Pipeline definition

A file with the .orchest extension.

  • Every pipeline definition in a project is shown in the Orchest UI under Pipelines.
  • The JSON inside the file uniquely defines the pipeline.
  • A full JSON Schema definition can be found in the implementation details.
Pipeline step

A single unit of execution, that receives data, operates on it, and outputs it (which can be retrieved by a next step).

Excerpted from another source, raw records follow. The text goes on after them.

PR #1536, opened 2026-01-01
metadata: Tidy up

yakushabb:
- Use desktop-application as the component type
- Add bugtracker and vcs-browser URLs

More information: https://docs.flathub.org/docs/for-app-authors/metainfo-guidelines


davvid:
Thanks!

PR #1545, opened 2026-01-29
Update ru.po

PushKK:
Small update, small fix.

### DIFF
--- a/cola/i18n/ru.po
+++ b/cola/i18n/ru.po
@@ -52,7 +52,7 @@ msgstr ""
 
 #: cola/app.py:603 cola/widgets/startup.py:256
 msgid "Repository Not Found"
-msgstr ""
+msgstr "Репозиторий не найден"
 
 #: cola/app.py:604 cola/widgets/bookmarks.py:486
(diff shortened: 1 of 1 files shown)


cola/i18n/ru.po
```diff
@@ -4509,11 +4509,11 @@ msgstr ""
 #: cola/widgets/submodules.py:47
 #, fuzzy
 msgid "Open Parent"
-msgstr "Открыть последний"
+msgstr "Открыть Родителя"
 
 #: cola/widgets/submodules.py:86
 msgid "git://git.example.com/repo.git"
-msgstr ""
+msgstr "https://github.com/UserName/RepoName"
```
davvid, line 4516: Just a heads-up that I changed this string (and all of the in-app uses of this string) to be `https://git.example.com/user/repo.git`. Nothing to do here -- it's already been updated.

This tool has to be kept neutral and not necessarily advertise one forge over another, which is why I made the change. I did like that your change added a "user" part to the URL, so I incorporated that into the untranslated base value.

  • Has a one-to-one relationship with an executable file, which runs inside its own execution environment, powered through containerization.
  • The file can be edited (through your favorite editor), e.g. just like a Jupyter Notebook. Can also be run through a pipeline run.
  • Has an execution state, i.e. READY, PENDING, RUNNING, COMPUTED, ABORTED or FAILURE.
  • A step can have a set of parameters, all of which have to be given a default value. (The set of parameters can also be empty, thus the step not having any parameters.) These parameters are stored inside the pipeline definition and are accessible inside the execution environment.
(Data science) pipeline
A DAG of pipeline steps.
Interactive session

Some notion of a session that you can boot and shut down which gives you additional functionality when it comes to editing and running your pipelines.

Pipeline run

Abstraction to execute pipelines.

  • Can be scheduled to run at a specific time (through jobs).
  • If parameterized, runs for selected (by the user) default values. If not parameterized, runs without any parameter values.
Interactive (pipeline) run
A pipeline run that runs instantly and that actively changes the pipeline directory’s filesystem. These interactive pipeline runs can only be run during an interactive session.
Non-interactive (pipeline) run
A pipeline run that runs on its own copy of the pipeline directory. This type of pipeline run is the building block of jobs.

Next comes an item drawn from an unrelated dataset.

PR #1553, opened 2026-02-12
Enable mypy for type checking

p12tic:
At this point it mostly does not do anything. The objective is to have checks running so that any new code with type hints could enable the checks on itself and benefit from automatic checks.

### DIFF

A set of pipeline runs (where each pipeline will run for a different set of parameters). Currently we support the following types of jobs:

  • Grid search: a collection of non-interactive pipeline runs that is scheduled to run at a later time. The user can specify values for the parameters other than the default values. The scikit-learn docs are a great resource to read more about grid searches.
The runtime environment of a pipeline step. This way you can install additional packages and make changes to the base image directly.
Edit mode
Edit, create and run your pipelines.
Read-only mode

View your pipeline and its results from a past run.

  • A pipeline from read-only mode can be created into a pipeline in edit mode. This can be useful if you want to actively play with the environment that produced the results (state is not stored after execution has finished, unless it is an interactive run).